- Opening Delimiter -

PR #303, opened 2023-08-07
Add resource icons

ehhong:
These icons are needed for the new org settings UI to support location/robot permissions


anjinai:
> These icons are needed for the new org settings UI to support location/robot permissions

[q] - do you need to up your prime version?

anjinai (approved):
✅

PR #304, opened 2023-08-07
APP-2297: migrate radio to viamrobotics prime core

anjinai:


packages/core/src/lib/radio.svelte
```diff
@@ -0,0 +1,145 @@
...
+        </div>
+      </Tooltip>
+    {/if}
+  </div>
+
+  <div class="flex flex-nowrap">
+    {#each options as option}
+      <button
+        aria-label="Select {option}"
+        class={cx('whitespace-nowrap border px-3 py-1.5 text-xs', {
```
anjinai, line 128: So storybook is giving me an accessibility violation on readonly radio.  Should I reach out to Nat and ask if she wants to tweak the style?  Or is this fine as is?

Screen Shot 2023-08-08 at 8 15 05 PM

ethanlook: This seems like an opportunity for improvement! I'd reach out to Nat and we can go from there

packages/core/src/lib/radio.spec.ts
```diff
@@ -0,0 +1,112 @@
...
+
+  it('Allows option click if not readonly', async () => {
+    const { component } = render(Radio, {
+      options: ['Option1', 'Option2'],
+      selected: 'Option1',
+    });
+    const onInput = vi.fn();
+    component.$on('input', onInput);
+    await fireEvent.click(screen.getByText('Option2'));
+    expect(onInput).toHaveBeenCalledOnce();
```
ethanlook, line 38: Check here that onInput was called with Option2?

packages/core/src/lib/radio.spec.ts
```diff
@@ -0,0 +1,112 @@
...
+  it('Applies correct color for warn state', () => {
+    render(Radio, { state: 'warn', tooltip: 'Strong warning' });
+    const icon = screen.getByRole('button');
+    expect(icon.firstChild).toHaveClass('text-warning-bright');
+    const svg = screen.getByRole('img', { name: 'alert-circle-outline icon' });
+    expect(svg).toBeVisible();
+  });
+
+  it('Applies correct color for error state', () => {
+    render(Radio, { state: 'error', tooltip: 'Ahhhhh error!' });
```
ethanlook, line 86: Ahhhhhhh! 🤣

packages/core/src/routes/+page.svelte
ethanlook, line 1: Thanks for cleaning these up!

ethanlook (approved):
Nice!! Could you please bump the version of prime-core as well?

packages/core/src/lib/radio.spec.ts
anjinai: 😂

PR #310, opened 2023-08-09
APP-2295 - Notify core

Kschappacher:


packages/core/src/lib/notify.svelte
```diff
@@ -0,0 +1,104 @@
...
+      {#if variant === 'danger'}
+        <v-icon size="lg" class="text-danger-dark" name="alert-circle" />
+      {:else if variant === 'info'}
+        <v-icon size="lg" class="text-info-dark" name="information" />
+      {:else if variant === 'success'}
+        <v-icon size="lg" class="text-success-dark" name="check-circle" />
+      {/if}
+
+      {#if variant === 'warning'}
+        <v-icon size="lg" class="text-warning-bright" name="alert" />
```
anjinai, line 67: Now that Icon has been migrated to prime/core, can you use that instead of v-icon?

packages/core/src/lib/notify.svelte
```diff
@@ -0,0 +1,104 @@
...
+          {#if $$slots.action}
+            <div class="pt-1 pb-2">
+              <slot name="action" />
+            </div>
+          {/if}
+        </div>
+      </figure>
+
+      {#if isExitable}
+        <v-button
```
anjinai, line 91: Now that button has been migrated to prime/core, can you use button instead of v-button?

packages/core/src/lib/notify.svelte
Kschappacher: changed to Icon!

packages/core/src/lib/notify.svelte
Kschappacher: Using Button Now!

packages/core/src/lib/notify.svelte
```diff
@@ -0,0 +1,132 @@
...
+import { createEventDispatcher } from 'svelte';
+import { Button, Icon } from '$lib';
+
+export let title = '';
+export let message = '';
+export let variant: Variants = 'info';
+export let progress = 1;
+export let exitable = 'false';
+
+export const htmlToBoolean = (value: string | undefined, key: string) => {
```
anjinai, line 16: We can now accept boolean props so can you remove the htmlToBoolean?

packages/core/src/lib/notify.svelte
```diff
@@ -0,0 +1,132 @@
...
+            </div>
+          {/if}
+        </div>
+      </figure>
+
+      {#if isExitable}
+        <!-- svelte-ignore a11y-unknown-role -->
+        <div
+          class="absolute right-1 top-1 text-gray-7"
+          role="notify"
```
anjinai, line 118: [q] - is notify a valid aria role?

Kschappacher: changed to alert

packages/core/src/lib/notify.spec.ts
```diff
@@ -0,0 +1,83 @@
...
+    render(Notify, {
+      title: 'This is the title',
+      message: 'This is the message.',
+    });
+    expect(screen.getByText('This is the title')).toBeVisible();
+    expect(screen.getByText('This is the message.')).toBeVisible();
+  });
+});
+
+describe('Notify', () => {
```
ethanlook, line 17: Could you please put all `it` statements in the same `describe`?

describe('Notify', () => {
  it('...', () => {...});
  it('...', () => {...});
  it('...', () => {...});
});

packages/core/src/lib/notify.svelte
```diff
@@ -0,0 +1,127 @@
...
+
+import cx from 'classnames';
+import { createEventDispatcher } from 'svelte';
+import { Button, Icon } from '$lib';
+
+export let title = '';
+export let message = '';
+export let variant: Variants = 'info';
+export let progress = 1;
+export let exitable = false;
```
ethanlook, line 14: Could you please add docstrings to all props? [Example](https://github.com/viamrobotics/prime/blob/main/packages/core/src/lib/button.svelte#L15-L39)

packages/core/src/lib/notify.svelte
```diff
@@ -0,0 +1,127 @@
+<svelte:options immutable />
+
+<script lang="ts">
+type Variants = 'danger' | 'warning' | 'success' | 'info';
```
ethanlook, line 4: Can you inline this type on L12? It will make IDE suggestions easier to use

packages/core/src/lib/notify.svelte
```diff
@@ -0,0 +1,127 @@
...
+
+export let title = '';
+export let message = '';
+export let variant: Variants = 'info';
+export let progress = 1;
+export let exitable = false;
+
+$: isExitable = exitable;
+
+const dispatch = createEventDispatcher();
```
ethanlook, line 18: Can you please add typings and docstrings? [Example](https://github.com/viamrobotics/prime/blob/main/packages/core/src/lib/pill.svelte#L26-L29)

- Closing Delimiter -

[Brief] Retype the records above exactly, so that no line differs from its source.

[Reply]
PR #303, opened 2023-08-07
Add resource icons

ehhong:
These icons are needed for the new org settings UI to support location/robot permissions


anjinai:
> These icons are needed for the new org settings UI to support location/robot permissions

[q] - do you need to up your prime version?

anjinai (approved):
✅

PR #304, opened 2023-08-07
APP-2297: migrate radio to viamrobotics prime core

anjinai:


packages/core/src/lib/radio.svelte
```diff
@@ -0,0 +1,145 @@
...
+        </div>
+      </Tooltip>
+    {/if}
+  </div>
+
+  <div class="flex flex-nowrap">
+    {#each options as option}
+      <button
+        aria-label="Select {option}"
+        class={cx('whitespace-nowrap border px-3 py-1.5 text-xs', {
```
anjinai, line 128: So storybook is giving me an accessibility violation on readonly radio.  Should I reach out to Nat and ask if she wants to tweak the style?  Or is this fine as is?

Screen Shot 2023-08-08 at 8 15 05 PM

ethanlook: This seems like an opportunity for improvement! I'd reach out to Nat and we can go from there

packages/core/src/lib/radio.spec.ts
```diff
@@ -0,0 +1,112 @@
...
+
+  it('Allows option click if not readonly', async () => {
+    const { component } = render(Radio, {
+      options: ['Option1', 'Option2'],
+      selected: 'Option1',
+    });
+    const onInput = vi.fn();
+    component.$on('input', onInput);
+    await fireEvent.click(screen.getByText('Option2'));
+    expect(onInput).toHaveBeenCalledOnce();
```
ethanlook, line 38: Check here that onInput was called with Option2?

packages/core/src/lib/radio.spec.ts
```diff
@@ -0,0 +1,112 @@
...
+  it('Applies correct color for warn state', () => {
+    render(Radio, { state: 'warn', tooltip: 'Strong warning' });
+    const icon = screen.getByRole('button');
+    expect(icon.firstChild).toHaveClass('text-warning-bright');
+    const svg = screen.getByRole('img', { name: 'alert-circle-outline icon' });
+    expect(svg).toBeVisible();
+  });
+
+  it('Applies correct color for error state', () => {
+    render(Radio, { state: 'error', tooltip: 'Ahhhhh error!' });
```
ethanlook, line 86: Ahhhhhhh! 🤣

packages/core/src/routes/+page.svelte
ethanlook, line 1: Thanks for cleaning these up!

ethanlook (approved):
Nice!! Could you please bump the version of prime-core as well?

packages/core/src/lib/radio.spec.ts
anjinai: 😂

PR #310, opened 2023-08-09
APP-2295 - Notify core

Kschappacher:


packages/core/src/lib/notify.svelte
```diff
@@ -0,0 +1,104 @@
...
+      {#if variant === 'danger'}
+        <v-icon size="lg" class="text-danger-dark" name="alert-circle" />
+      {:else if variant === 'info'}
+        <v-icon size="lg" class="text-info-dark" name="information" />
+      {:else if variant === 'success'}
+        <v-icon size="lg" class="text-success-dark" name="check-circle" />
+      {/if}
+
+      {#if variant === 'warning'}
+        <v-icon size="lg" class="text-warning-bright" name="alert" />
```
anjinai, line 67: Now that Icon has been migrated to prime/core, can you use that instead of v-icon?

packages/core/src/lib/notify.svelte
```diff
@@ -0,0 +1,104 @@
...
+          {#if $$slots.action}
+            <div class="pt-1 pb-2">
+              <slot name="action" />
+            </div>
+          {/if}
+        </div>
+      </figure>
+
+      {#if isExitable}
+        <v-button
```
anjinai, line 91: Now that button has been migrated to prime/core, can you use button instead of v-button?

packages/core/src/lib/notify.svelte
Kschappacher: changed to Icon!

packages/core/src/lib/notify.svelte
Kschappacher: Using Button Now!

packages/core/src/lib/notify.svelte
```diff
@@ -0,0 +1,132 @@
...
+import { createEventDispatcher } from 'svelte';
+import { Button, Icon } from '$lib';
+
+export let title = '';
+export let message = '';
+export let variant: Variants = 'info';
+export let progress = 1;
+export let exitable = 'false';
+
+export const htmlToBoolean = (value: string | undefined, key: string) => {
```
anjinai, line 16: We can now accept boolean props so can you remove the htmlToBoolean?

packages/core/src/lib/notify.svelte
```diff
@@ -0,0 +1,132 @@
...
+            </div>
+          {/if}
+        </div>
+      </figure>
+
+      {#if isExitable}
+        <!-- svelte-ignore a11y-unknown-role -->
+        <div
+          class="absolute right-1 top-1 text-gray-7"
+          role="notify"
```
anjinai, line 118: [q] - is notify a valid aria role?

Kschappacher: changed to alert

packages/core/src/lib/notify.spec.ts
```diff
@@ -0,0 +1,83 @@
...
+    render(Notify, {
+      title: 'This is the title',
+      message: 'This is the message.',
+    });
+    expect(screen.getByText('This is the title')).toBeVisible();
+    expect(screen.getByText('This is the message.')).toBeVisible();
+  });
+});
+
+describe('Notify', () => {
```
ethanlook, line 17: Could you please put all `it` statements in the same `describe`?

describe('Notify', () => {
  it('...', () => {...});
  it('...', () => {...});
  it('...', () => {...});
});

packages/core/src/lib/notify.svelte
```diff
@@ -0,0 +1,127 @@
...
+
+import cx from 'classnames';
+import { createEventDispatcher } from 'svelte';
+import { Button, Icon } from '$lib';
+
+export let title = '';
+export let message = '';
+export let variant: Variants = 'info';
+export let progress = 1;
+export let exitable = false;
```
ethanlook, line 14: Could you please add docstrings to all props? [Example](https://github.com/viamrobotics/prime/blob/main/packages/core/src/lib/button.svelte#L15-L39)

packages/core/src/lib/notify.svelte
```diff
@@ -0,0 +1,127 @@
+<svelte:options immutable />
+
+<script lang="ts">
+type Variants = 'danger' | 'warning' | 'success' | 'info';
```
ethanlook, line 4: Can you inline this type on L12? It will make IDE suggestions easier to use

packages/core/src/lib/notify.svelte
```diff
@@ -0,0 +1,127 @@
...
+
+export let title = '';
+export let message = '';
+export let variant: Variants = 'info';
+export let progress = 1;
+export let exitable = false;
+
+$: isExitable = exitable;
+
+const dispatch = createEventDispatcher();
```
ethanlook, line 18: Can you please add typings and docstrings? [Example](https://github.com/viamrobotics/prime/blob/main/packages/core/src/lib/pill.svelte#L26-L29)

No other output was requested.